Some authorities are also found collected on page 424 (94 Am. St. Rep.) of the note to the case of N. O. & Northern R. R. Co. v. La. Construction Co., supra. Under one of the cases cited in said note, The Village of Ft. Edward v. Fish, 156 N. Y. 363, 50 N. E. 973, it was said in the opinion that the doctrine of voluntary payment “applies to individuals who have power to do as they wish with their own, but it does not' apply to an agent of a municipal corporation who pays out its money without power, to one who accepts it with knowledge. * * * Such a payment is not voluntarily made by the corporation, but by its agent in excess of his authority and in defiance of its rights.”

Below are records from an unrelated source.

PR #424, opened 2023-04-14
NETOBSERV-974 Implement SASL for Kafka (producer+consumer)

jotak:


pkg/pipeline/utils/sasl.go
```diff
@@ -0,0 +1,40 @@
...
+	"os"
+	"strings"
+
+	"github.com/netobserv/flowlogs-pipeline/pkg/api"
+	"github.com/segmentio/kafka-go/sasl"
+	"github.com/segmentio/kafka-go/sasl/plain"
+	"github.com/segmentio/kafka-go/sasl/scram"
+)
+
+func SetupSASLMechanism(cfg *api.SASLConfig) (sasl.Mechanism, error) {
```
OlivierCazade, line 14: nitpick: Since the function is tied to the kafka-go type `sasl.Mechanism` may be it should be in the kafka ingest file.

OlivierCazade (approved):
LGTM, only a minor comment.

KalmanMeth (approved):

Issue #423, opened 2023-04-13
Align docker images used in multi-stage builds


jvidalallende:
According to https://github.com/netobserv/flowlogs-pipeline/blob/main/contrib/docker/Dockerfile, this multi-stage docker build is using the [golang](https://hub.docker.com/_/golang/) image to build the binary (which is based on Debian bullseye), and [ubi9-minimal](https://catalog.redhat.com/software/containers/ubi9-minimal/61832888c0d15aff4912fe0d) as runtime.

When building golang binaries, if the `net` or `os/user` (among others) are part of the build, either direcly or indirectly, the resulting binary is dynamically linked. You can verify that by running `ldd <binary>`.

Since the resulting binary depends on the builders's `libc`, this can be an issue if there is a version mismatch on the runtime's `libc`. This has already been seen when using `ubi8-minimal` as runtime for binaries built on `golang:1.19`.

To prevent this from happenning, the suggestion is to use a RHEL9-based distribution as builder. You can easily get the same build environment as in the `golang:1.19` image from a `ubi9-minimal` image:

```
FROM registry.access.redhat.com/ubi9/ubi-minimal:9.1 AS builder

ARG GO_VERSION

RUN microdnf install -y --nodocs --setopt=install_weak_deps=0 --disableplugin=subscription-manager \
        make git gcc tar jq which findutils\
    && microdnf clean all --disableplugin=subscription-manager

RUN curl -fsSL https://go.dev/dl/go${GO_VERSION}.linux-amd64.tar.gz | tar -C /usr/local -xz \
    && ln -s /usr/local/go/bin/go /usr/bin/go \
    && ln -s /usr/local/go/bin/gofmt /usr/bin/gofmt
```

This expects a build argument `GO_VERSION` to be passed to the image (e.g. `docker build -b 'GO_VERSION=1.19.8'...`). This should allow you to easily get updates on newer language versions.

If the builder image does not change frequently, you may consider pushing it to some registry and afterwards pull it on builds to save some build time.

eranra:
also cc: @jotak @jpinsonneau @OlivierCazade

PR #426, opened 2023-04-20
NETOBSERV-994 FLP multiarch consistency

jpinsonneau:
These changes brings consistency between netobserv components

- added shortcuts
- use the same target for multi arch / single arch relying on `MULTIARCH_TARGETS` array
- renamed variables and targets so every repo can run the same targets such as:
  - `IMAGE_ORG=jpinsonn VERSION=multiarch make images` to push all images and manifest
  - `MULTIARCH_TARGETS=amd64 make image-build image-push` to push a single amd64 `image to quay.io/netobserv/flowlogs-pipeline:latest-adm64`


jpinsonneau:
> @jpinsonneau did you see this issue: #423 ? I was wondering if that could also impact what you're doing (I don't think so, but haven't had time to look closely)

@jotak I suggest to address this in a separate PR
We need to create our own docker image, save it to netobserv quay (I can't push as maintainer :crying_cat_face: ) and then update the builder images in all of our components passing `--build-arg GO_VERSION=1.19.8` in `build_target` functions

Makefile
```diff
@@ -119,215 +153,49 @@ benchmarks: $(BENCHSTAT) validate_go ## Benchmark
...
+# note: to build and push custom image tag use: IMAGE_ORG=myuser VERSION=dev make images
+.PHONY: image-build
+image-build: ## Build MULTIARCH_TARGETS images
+	trap 'exit' INT; \
+	$(foreach target,$(MULTIARCH_TARGETS),$(call build_target,$(target)))
+
+.PHONY: image-push
+image-push: ## Push MULTIARCH_TARGETS images
+	trap 'exit' INT; \
+	$(foreach target,$(MULTIARCH_TARGETS),$(call push_target,$(target)))
```
msherif1234, line 167: how long it takes before and after this change to build and push images 
I am curious if that takes much longer time we could have multi-target build option and just leave the current options for the default target ?
depends on how frequently we need to build for all targets do we do that when release new version or on every PR ?

jpinsonneau: It's mainly 3 times longer as `MULTIARCH_TARGETS` contains `amd64 arm64 ppc64le` currently. The manifest creation is super fast and can even be skipped if you point a single arch image.
I'm fine setting `amd64` only as default and letting a comment with example to build the 3 archs.

OlivierCazade (approved):
LGTM

PR #429, opened 2023-04-29
NETOBSERV-1063: Add TCP drop & DNS tracking to flowlogs-pipeline

msherif1234:
add TCPDrop and DNS tracking support
flatten ICMP fields


pkg/pipeline/decode/decode_protobuf.go
```diff
@@ -37,26 +37,35 @@ func PBFlowToMap(flow *pbflow.Record) config.GenericMap {
...
+		"Interface":         flow.Interface,
+		"AgentIP":           ipToStr(flow.AgentIp),
+		"Flags":             flow.Flags,
+		"IcmpType":          flow.Icmp.GetIcmpType(),
+		"IcmpCode":          flow.Icmp.GetIcmpCode(),
+		"TcpDropBytes":      flow.TcpDropBytes,
+		"TcpDropPackets":    flow.TcpDropPackets,
+		"TcpDropFlags":      flow.GetTcpDropFlags(),
+		"TcpDropState":      tcpStateToStr(flow.GetTcpDropState()),
+		"TcpDropCause":      tcpDropCauseToStr(flow.GetTcpDropCause()),
```
jpinsonneau, line 64: :+1: that's perfect to centralize the code ! 

Can we also do that with ICMP Type & Code fields above ?
Should we also do that for Protocol ?

jpinsonneau (approved):

PR #430, opened 2023-05-03
NETOBSERV-915 skip reinterpret direction for conversations

jpinsonneau:
Skip `reinterpretDirection` for conversation events as source and destination can be swapped by TCP flag `SYN_ACK` interpretation.

Related PRs:
- https://github.com/netobserv/network-observability-operator/pull/313
- https://github.com/netobserv/network-observability-console-plugin/pull/317

### DIFF
--- a/pkg/pipeline/transform/transform_network.go
+++ b/pkg/pipeline/transform/transform_network.go
@@ -151,7 +151,10 @@ func (n *Network) Transform(inputEntry config.GenericMap) (config.GenericMap, bo
 				}
 			}
 		case api.OpReinterpretDirection:
-			reinterpretDirection(outputEntry, &n.DirectionInfo)
+			// only reinterpret direction on flowlogs
+			if rt, ok := outputEntry["_RecordType"]; !ok || rt == "flowLog" {
+				reinterpretDirection(outputEntry, &n.DirectionInfo)
+			}
 		case api.OpAddIPCategory:
 			if strIP, ok := outputEntry[rule.Input].(string); ok {
 				cat, ok := n.ipCatCache.GetCacheEntry(strIP)


jotak:
Just to clarify: are we safe doing so just because the "Reporter" field is anyway disabled in UI for Conversation views?

I'm asking because, else, it's not very clear to me why we would skip reinterpret for conntrack. It was added because the concept of INGRESS/EGRESS direction, provided be the ebpf agent, is bound to an interface and not to the whole node as expected with our "Reporter" definition (well explained by Mario here: https://issues.redhat.com/browse/NETOBSERV-696?focusedId=21315152&page=com.atlassian.jira.plugin.system.issuetabpanels%3Acomment-tabpanel#comment-21315152 )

(2) So, in the present case, it is conceded by counsel that the court of county commissioners acted upon a supposed authority of an act of the Legislature of August 26, 1909 (Acts Sp. Sess. 1909, p. 304), and that under the decisions of this court such appropriation by the commissioners’ court of this portion of the special road tax was without authority and void, for that the act upon which said court rested its action was in violation of the latter part of section 215 of the Constitution. That provision of the Constitution stipulated that this tax in question should be applied exclusively to the purpose for which the same was levied and collected, and which, according to the decisions of this court, were the public roads of the county and not the streets of the cities. When, therefore, the city of Demopolis presented this claim for payment, it. presented and demanded the payment of a void and illegal claim, and when the same was paid, the said city received money to which it had no legal, valid, or just claim.

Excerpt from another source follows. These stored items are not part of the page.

PR #431, opened 2023-05-04
Remove error logs in processing loop

jotak:
Errors are provided as metrics only to minimize the impact on resources, and logs readability, when an error is thrown repeatedly.

### DIFF
--- a/pkg/pipeline/ingest/ingest_grpc.go
+++ b/pkg/pipeline/ingest/ingest_grpc.go
@@ -105,7 +105,8 @@ func instrumentGRPC(m *metrics) grpc2.UnaryServerInterceptor {
 
 		resp, err = handler(ctx, req)
 		if err != nil {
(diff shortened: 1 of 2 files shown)


jpinsonneau:
> Errors are provided as metrics only to minimize the impact on resources, and logs readability, when an error is thrown repeatedly.

I disagree with this approach especially at current project state. We should give qe and end users all the necessary info to identify bugs and help us to fix these.
If you don't want to impact resources, we can simply update these to `debug` or `trace` and document how to report a bug with a step including this change.

jotak:
@jpinsonneau So we can indeed move the logs as "trace" or "debug" but the value is low since we discourage users from setting such as level, for performance reasons. QE also don't use that in perf tests. Metrics are really the best way to get these errors.

OlivierCazade (approved):

jpinsonneau (approved):

PR #436, opened 2023-05-23
fix github ci image argument

jpinsonneau:
@msherif1234 it seems we missed that one :smile_cat:


jotak:
/lgtm
(ideally I think we should merge the manifest build/push targets inside the image build/push targets?)

PR #443, opened 2023-06-15
changed error to warning

KalmanMeth:
If we use multiple encode_prom stages, each instance tries to register its operational metrics. This results in a prometheus.AlreadyRegisteredError, which is not really an error, so we convert it to a warning.


jpinsonneau (approved):
LGTM thanks @KalmanMeth !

(3) As said by this court in Mobile County v. Williams, supra: “This was, in a legal sense, a misappropriation by the appellee, through the court of commissioners of the county, of the public funds of the county. Tt was no payment by the county. The latter, as the principal, had no part in the payment. It' could not, as a public corporation, be held to the consent to the payment of, or expenditure of, the public money, in defiance of law. Awarding to the appellee this money, under the alleged *219facts, was, in a legal sense, equivalent to an unlawful appropriation of the county’s money to his own use by the aid of its board of county commissioners.’ ”
There is no room here for the appellant to invoke the rule as to the discretionary power of the court of county commissioners over the public roads of the county or funds expended for that purpose. As to this special road tax the Constitution was explicit, and under the decisions of this court they were without authority to appropriate this fund, or any portion thereof, to the city of Demopolis for its streets. Acting, therefore, in excess of their authority, the order made was void, and the payment of the money amounted to a misappropriation of the funds of the county and the authorities herein cited clearly show a right of recovery therefor. The briefs of counsel have treated the rulings of the court below on the pleadings as properly pre-' senting the meritorious questions here involved on which to base our determination of the case, and we have so considered the same, without any specific reference to the particular pleadings shown. Our conclusion is that the judgment of the court below be affirmed, which is accordingly done.
Affirmed.
Anderson, C. J., and Somerville and Thomas, JJ., concur.